TASK TO CARRY OUT: What lines of the data include the string "jblomer"? Copy them all.

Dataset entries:
PR #95, opened 2022-04-20
computecanada config for soft repo

### LINKED ISSUE #67: conditions for setting CVMFS_USE_CDN=yes
Hello,

Regarding https://github.com/cvmfs-contrib/config-repo/blob/master/etc/cvmfs/common.conf#L15
As I understand the intention is to ensure a CDN is used, if the use of a CDN had not been previously defined, and no specific proxies are defined.

Before we discussed the CVMFS_USE_CDN variable there was not really a standard approach for this, so we (CC) came up with our own approach to make things simple and convenient for our end users (some of whom may not know much about proxies).  We allowed CVMFS_HTTP_PROXY to remain unset in the client's configuration, and if so, used that as a flag to select use of the CDN (and DIRECT). That way it "just works" out of the box (using CDN) without having to worry about choosing or understanding proxies, while also allowing more advanced users who have proxies available to define and use them (in which case they also get the "real" s1 servers).

I wonder if we could expand this , something like:
```
if [ -z "$CVMFS_USE_CDN" ]; then
  if [ "$CVMFS_HTTP_PROXY" = "DIRECT" ] || [ "$CVMFS_HTTP_PROXY" = "auto;DIRECT" ]; then
    # If an explicit site proxy and CDN use/nonuse are not set, use the CDN
    CVMFS_USE_CDN=yes
  fi
  if [ -z "$CVMFS_HTTP_PROXY"  ]; then
    CVMFS_USE_CDN=yes
    CVMFS_HTTP_PROXY=DIRECT
  fi      
fi
```
I think this would more broadly fulfill the same intention. If both CVMFS_HTTP_PROXY and CVMFS_USE_CDN are unset, then use DIRECT and CDN.  It would only affect users with minimal basic config, they would not need to know the details about what CDNs and proxies are and it "just works" for them without having to understand those settings and apply them. It would allow certain of our end users to transition from the CC config repo to the default config repo (another simplification for them allowing it to more easily work out of the box), and no other users would be affected (since everyone else would have already been required to set a valid CVMFS_HTTP_PROXY).

rptaylor:
Add config and key for Compute Canada soft repo.   fix #67 

For now that is the only repo to make externally available. The alternative to this way would be to have a config.d/restricted.computecanada.ca file with a URL like http://null.invalid .  The connections will be blocked but we also want to prevent external clients from initiating connections for that repo.

Is there a testing procedure for updates to the default config repo branch?


etc/cvmfs/domain.d/computecanada.ca.conf
```diff
@@ -0,0 +1,10 @@
+# These are here so cvmfs will notice them if common.conf sets them
+CVMFS_HTTP_PROXY="$CVMFS_HTTP_PROXY"
+CVMFS_FALLBACK_PROXY="$CVMFS_FALLBACK_PROXY"
+. ../common.conf
+
+# See CVMFS_SERVER_URL in ../config.d/soft.computecanada.ca.conf
```
DrDaveD, line 6: Why define domain.d at all if it only works on /cvmfs/soft.computecanada.ca?

etc/cvmfs/keys/computecanada.ca/soft.computecanada.ca.pub
```diff
@@ -0,0 +1,9 @@
+-----BEGIN PUBLIC KEY-----
```
DrDaveD, line 1: Is this key really unique to the "soft" repository only?  If not it would be better for it to have the more generic name.  If there are unique keys per repository then it's not a good idea to set CVMFS_KEYS_DIR because then all keys will be accepted for all repositories (in the future, when there is more than one)

etc/cvmfs/domain.d/computecanada.ca.conf
rptaylor: For consistency, to include the common.conf file and set other common config like the keys dir.

etc/cvmfs/keys/computecanada.ca/soft.computecanada.ca.pub
rptaylor: No, this is the shared key used for most of our repos.  It could have a generic name computecanada.ca.pub but some specificity is useful; we do think of it as "the soft key" for repos in "the soft stack". Otherwise we might end up with names like computecanada.ca.pub and computecanada2.ca.pub which are less descriptive.

We generally only use separate keys for repos that are hosted on separate servers.

DrDaveD: Ok but I think it is confusing to have it match the name of the repository.  cern.ch keys has some called `cern-it1.cern.ch.pub` etc, so maybe you could use `soft-repos.computecanada.ca.pub` or `soft-stack.computecanada.ca.pub`.  Or perhaps better yet, make a different subdirectory like `/etc/cvmfs/keys/computecanada.ca/softstack/computecanada.ca.pub` because that could make the directory usable for CVMFS_KEYS_DIR.  It's not good to put keys controlled by different people in the same CVMFS_KEYS_DIR directory since all of the keys will work for all of the repositories.  That's my suggestion.

rptaylor: The keys are all controlled by the same people. The reason for having separate stacks (servers, keys) is just logistical, for example there is a dev one, and a data one with different infrastructure. They are all managed by the same team (us).

>  If there are unique keys per repository then it's not a good idea to set CVMFS_KEYS_DIR because then all keys will be accepted for all repositories

Isn't using multiple keys and multiple repos the only reason for using CVMFS_KEYS_DIR? It sounds like you are saying each keys dir should contain only a single key, which would be indistinguishable from using CVMFS_PUBLIC_KEY (though even that allows defining a list of multiple colon-separated files).  As long as nobody can inject fake keys into the config repo I'm not sure what the risk is.

DrDaveD: I think it's really for the case where multiple keys can sign any/all of the repositories.  That's the way CERN did it, and as far as I know so far they're the only ones using the feature.  Since they're all managed by the same team then it's probably ok to put them in the same directory, since you wouldn't care which key signed which repo.

jblomer (approved):
Apologies for the long delay! Looks good to me!

jblomer:
Regarding testing: yes, I update the cvmfs-config.cern.ch repository on the `TESTING` tag first. So if you add `CVMFS_REPOSITORY_TAG=TESTING` in /etc/cvmfs/config.d/cvmfs-config.cern.ch.local, you get the changes before it goes to production.  We leave it in test usually for 1 week.  CERN pre-production nodes thus have some time to pick up the changes.

I update the cvmfs-config TESTING tag just now with the changes from this PR.

rptaylor:
@jblomer great, thanks!  I was away for a couple weeks.
I set up the TESTING tag and it seems to work as expected.

@DrDaveD perhaps, it could be useful to OSG/EGI users. We provide a very large general purpose comprehensive software stack, so it likely contains numerous scientific software suites that could be of interest to users in a wide variety of disciplines.
https://docs.computecanada.ca/wiki/Available_software
I am not sure what sort of software environment is set up on OSG/EGI clusters or if they are intended for general purpose use; anyway you are welcome to use the soft repo.

BTW I recall you made a computecanada branch of this repo, copied from our config repo, but that is somewhat different from what we wanted to have added here.

rptaylor:
@jblomer can you let me know when it has graduated to the prod tag?  Thanks!

jblomer:
@rptaylor It's available now in prod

SOLUTION BELOW:
jblomer (approved):
jblomer:
@jblomer great, thanks!  I was away for a couple weeks.
@jblomer can you let me know when it has graduated to the prod tag?  Thanks!
jblomer:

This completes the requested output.